It is well documented somewhere in the annuls of MartialTalk and KenpoNet.  

Essentially another technique against a right kick, but working with the lead hand to the inside of the leg instead of the outside.  It has reverse bows and some timing that makes it a little more difficult at yellow belt, but as noted above, it has great sparring application.  

I include it on my yellow charts also, see my web page for description of the technique.

-Michael


----------



## don bohrer (Nov 22, 2003)

Marshallbd,

I'm in what was known as Traco now (akka). Usually we learn the yellow chart in this order. 

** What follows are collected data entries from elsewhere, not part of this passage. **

PR #10192, opened 2026-07-11
fix(precompile): refund failed-call account charge

pirapira:
## Summary
- record provisional Amsterdam NEW_ACCOUNT state-gas charges made before precompile dispatch
- refund the recorded charge exactly once when the precompile child fails
- restore spilled state gas before the reservoir, matching the original charge order
- regenerate linked symbol addresses and text-region size after simplifying the failure path

## Verification
- lake build
- scripts/check-region-map.sh
- scripts/check-file-size.sh
- scripts/check-layering.sh
- randomized Spike EEST slice 11000-11999: 999/1000 exact; only the previously known KZG one-gas mismatch remains
- ziskemu EEST global fixture 11775 all_opcodes: 1/1 exact


pirapira:

Replaces the `value!=0`-only NEW_ACCOUNT refund-on-failed-precompile heuristic with a flag-driven refund, and sets `cd_new_account_charged_current` on the charge path (`ChildFrameHandlerTails.lean:207`).

- Spec match: refund-on-child-error gated by the recorded flag mirrors `new_account_charged` in `generic_call` (`system.py:378-381`: `if child_evm.error … if params.new_account_charged: credit_state_gas_refund(NEW_ACCOUNT)`). Refunds exactly once iff the charge happened — fixing the old heuristic that ignored `is_account_alive` (spec charges iff `has_value and not is_account_alive`, `system.py:468`).
- Refund math correct: restores spill first then reservoir per `credit_state_gas_refund` (`__init__.py:194-217`); amount 183600 = 120 (`STATE_BYTES_PER_NEW_ACCOUNT`) × 1530; `bltu … 183600` guards `state_gas_used` underflow.
- Flag lifecycle sound: pre-existing `.zero 8`, cleared at each CALL-entry disarm, saved/restored across nesting (`frame+752`), set on both charge paths — a stale flag from a *successful* new-account precompile is cleared before the next call's failure path, so no spurious refund.

Minor: the retained `beqz t6` (value!=0) recheck after the flag gate is redundant (flag ⇒ value≠0) but harmless; net −79/+7 is a clean simplification. Validation: Spike 11000-11999 999/1000 (residual = the KZG issue #10195 fixes). Ready for `merge!`.

PR #10195, opened 2026-07-11
fix(kzg): validate direct precompile transactions

pirapira:
## Summary
- validate direct transaction calls to the KZG point-evaluation precompile instead of assuming every 192-byte input succeeds
- check the EIP-4844 versioned hash using SHA-256 of the commitment
- run the real KZG proof verifier and treat invalid hash/proof as an exceptional halt that consumes all execution gas
- regenerate linked symbol addresses and the measured text-region size

## Root cause
The top-level active-precompile shortcut assigned the fixed 50000 gas cost without executing KZG validation. An invalid proof with 50001 available gas was therefore treated as successful and refunded one gas, unlike execution-specs.

## Verification
- lake build
- scripts/check-region-map.sh
- scripts/check-file-size.sh
- scripts/check-layering.sh
- ziskemu point_evaluation_precompile/tx_entry_point family: 6/6 exact (random seed 101923, two jobs)
- randomized Spike EEST slice 11000-11999: 1000/1000 exact (seed 1014186486, ten jobs)


pirapira:
**Review (Claude Code) — LGTM. This closes a genuine false-accept.**

The top-level (direct-transaction) point-evaluation (0x0a) shortcut previously assigned the fixed 50000 gas to *any* 192-byte input **without validating the proof** — so an invalid KZG proof with e.g. 50001 gas falsely "succeeded" and refunded 1 gas. This adds real validation.

Spec-exact vs `point_evaluation.py` / `kzg.py`:
- `len==192` check; `sha256(commitment = data[96:144])`; version byte `data[0]==0x01`; compares `versioned_hash[1:32] == sha256[1:32]` — exactly `kzg_commitment_to_versioned_hash = 0x01 ++ sha256(commitment)[1:]` (`kzg.py:63-71`), correctly not comparing sha byte 0.
- `zkvm_kzg_point_eval(commitment, z=data[32:64], y=data[64:96], proof=data[144:192])` — arg order matches `verify_kzg_proof(commitment, z, y, proof)`; `bnez a0` (exception→fail) = `except: raise KZGProofError`; result-byte-0 zero → fail = `if not verification: raise`.
- Gas/failure semantics: invalid hash/proof → `precompile_fail` (consumes all gas) = exceptional KZGProofError halt; only a valid proof sets 50000. Buffer layout clean (digest at `+0`, kzg output at `+32`, cleared first — no collision). Empty/oversized → len≠192 → fail.

Validation: ziskemu tx_entry_point 6/6 exact; Spike 11000-11999 now 1000/1000 (closes the known 1-gas KZG mismatch). Strong fix. Ready for `merge!`.

PR #10198, opened 2026-07-11
fix(storage): cover protocol access bounds

pirapira:
## Summary
- raise the runtime unique storage warmth table from the fixture-sized 512 cap to the existing 16384-row protocol-safe storage-log bound
- size per-op storage-access outcomes from Amsterdam's 16777216 regular-gas cap and the 100-gas warm access floor
- update linked data/text region measurements and the guest-image scratch proof

## Root cause
A valid CLZ stress program touches 529 distinct storage slots. The 513th cold SSTORE hit the guest's 512-key implementation cap and was incorrectly surfaced as an exceptional halt. The new bounds derive from protocol gas/storage limits rather than this fixture.

## Verification
- lake build
- scripts/check-region-map.sh
- scripts/check-file-size.sh
- scripts/check-layering.sh
- focused CLZ 529-slot fixture: exact match
- randomized Spike slice 15000-15999: storage failure fixed; 998/1000 exact, with only two pre-existing CALLCODE dynamic-code gas mismatches remaining (seed 112139021, ten jobs)


pirapira:
**Review (Claude Code) — LGTM.** Monotone-safe protocol-bound cap raise.

- `storageAccessGasMaxKeys` 512→16384, `storageAccessOutcomeMaxRecords` 512→167773. Raising a fail-closed cap only removes false exceptional-halts; it can't create a false-accept while the cap still exceeds the true protocol max.
- Bounds check out: max distinct storage keys ≤ TX_MAX_GAS / ACCESS_LIST_STORAGE_KEY_COST = 16,777,216 / 1900 ≈ 8830 < 16384; outcome records = ⌈16,777,216 / 100 (warm floor)⌉ = 167773. Correct and conservative.
- `dataSizeBytes` grows ~26.5 MiB; the GuestImage scratch proof + RegionMap are updated to the `readelf`-measured values and gated by `check-region-map.sh` (ground truth). No forbidden tactics.
- Validation: Spike 15000-15999 998/1000, the 2 residuals being the CALLCODE dynamic-code gas issue #10202 fixes. Sufficient. Ready for `merge!`.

Kimono Grab / 2 handed lapel grab or push
Locking the Arm (a-e) / arm lock
Chop to the Right / imminent attack from the right
Opponents at Sides (a-c) / 2 opponent shoulder grab
Dancer / 2 handed choke from behind



don


----------



## Doc (Nov 23, 2003)

> _Originally posted by pete _
> * ... you mention the "commercial art"... was there a point in the development of the Kenpo System that the system was changed in order to become more marketable?  Is this the new system, or EPAK, as opposed to the old Chinese Kenpo system? *



What Parker called "Chinese Kenpo" didn't really change, but circumstances caused him to split off a branch of a more commercial marketable product. This is Parker's latest and  last version of his Kenpo Business.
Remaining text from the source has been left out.